Go through the listing below and state how many lines hold the word "checkpoint", giving only the number.

== Segment start ==

PR #206, opened 2026-03-19
wallet+round: mark consumed boarding intents adopted at checkpoint

bhandras:
## Summary

This PR fixes a multi-round boarding accounting bug where consumed boarding
intents could remain visible as `confirmed`, causing a later board request to
overcount spendable boarding balance.

The fix now applies the adoption transition through the wallet actor at round
checkpoint time, so boarding intent lifecycle ownership remains in the wallet
layer while still updating promptly once the checkpoint is durable.

## Changes

- Add a wallet actor message pair for checkpoint-time adoption updates.
- Add `MarkBoardingIntentsAdopted` to the wallet store interface.
- Implement `MarkBoardingIntentsAdopted` in the DB store as a single write
  transaction with deduplication and expected-state validation.
- Keep round persistence focused on round-owned tables (remove wallet-table
  status mutation from round store commit logic).
- Have the round actor issue the wallet adoption request during checkpoint
  handling.
- Add coverage in `db`, `wallet`, and `round` tests for transition behavior,
  invariants, and checkpoint propagation.

## Validation

- `go test ./... -count=1`
- `./tools/custom-gcl run --timeout=10m ./wallet ./round ./db`

### DIFF
--- a/db/boarding_wallet.go
+++ b/db/boarding_wallet.go
@@ -33,6 +33,8 @@ type IntentHeightFilter = sqlc.ListBoardingIntentsByStatusAndMinHeightParams
 
 // BoardingStore is the interface that groups all boarding-related database
 // queries. This is a subset of sqlc.Querier focused on boarding operations.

== Segment end ==

» **Solution below**
6